Issue #403, opened 2025-06-30
🐛 Stop subtitle from going to middle of screen


vikingnope:
### Description

Currently when the menu is being displayed in the player the subtitles go into the middle of the screen as per the screenshot, which makes the viewing impossible to see.

### Reproduction steps

```bash
1. Start playing any video
2. Make the menu show with the subtitles on and they go into the middle
```

### Screenshots

![Image](https://github.com/user-attachments/assets/175d613f-36ad-4a62-acd5-8f0edf479048)

I would suggest putting it somewhere here:

![Image](https://github.com/user-attachments/assets/00f1d9d3-a21a-4f1d-9737-5080d6418862)

### Logs

```bash

```

### Platform

Android, Linux, Windows, Macos

### App Version

0.7.0

PR #420, opened 2025-07-27
fix: Subtitle Positioning Issue During Menu Display

bk-bf:
## 📋 Summary

Fixed subtitle positioning bug where subtitles jumped to screen center when video player menu was displayed. Now uses dynamic menu height measurement for precise subtitle positioning just above the menu.

## 🐛 Problem
Subtitles rendered in the middle of the screen when the video player menu overlay was active, obscuring video content and making it annoying to watch.

### Key Changes
- **Dynamic height measurement**: Real-time calculation of actual menu dimensions
- **Intelligent positioning**: Places subtitles just above menu with collision detection
- **Smart fallback**: Uses 15% screen height when measurement unavailable
- **Respects user preferences**: Only adjusts subtitles that would overlap with menu

### Modified Files
- `lib_mpv.dart` - Dynamic subtitle positioning logic
- `video_player_controls.dart` - Menu height measurement
- `base_player.dart` - Updated interface for menuHeight parameter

---------------

(WHAT IS NEEDED) Reproduce the material above, keeping every line intact.

(RESPONSE TO THIS EXERCISE)
Issue #403, opened 2025-06-30
🐛 Stop subtitle from going to middle of screen


vikingnope:
### Description

Currently when the menu is being displayed in the player the subtitles go into the middle of the screen as per the screenshot, which makes the viewing impossible to see.

### Reproduction steps

```bash
1. Start playing any video
2. Make the menu show with the subtitles on and they go into the middle
```

### Screenshots

![Image](https://github.com/user-attachments/assets/175d613f-36ad-4a62-acd5-8f0edf479048)

I would suggest putting it somewhere here:

![Image](https://github.com/user-attachments/assets/00f1d9d3-a21a-4f1d-9737-5080d6418862)

### Logs

```bash

```

### Platform

Android, Linux, Windows, Macos

### App Version

0.7.0

PR #420, opened 2025-07-27
fix: Subtitle Positioning Issue During Menu Display

bk-bf:
## 📋 Summary

Fixed subtitle positioning bug where subtitles jumped to screen center when video player menu was displayed. Now uses dynamic menu height measurement for precise subtitle positioning just above the menu.

## 🐛 Problem
Subtitles rendered in the middle of the screen when the video player menu overlay was active, obscuring video content and making it annoying to watch.

### Key Changes
- **Dynamic height measurement**: Real-time calculation of actual menu dimensions
- **Intelligent positioning**: Places subtitles just above menu with collision detection
- **Smart fallback**: Uses 15% screen height when measurement unavailable
- **Respects user preferences**: Only adjusts subtitles that would overlap with menu

### Modified Files
- `lib_mpv.dart` - Dynamic subtitle positioning logic
- `video_player_controls.dart` - Menu height measurement
- `base_player.dart` - Updated interface for menuHeight parameter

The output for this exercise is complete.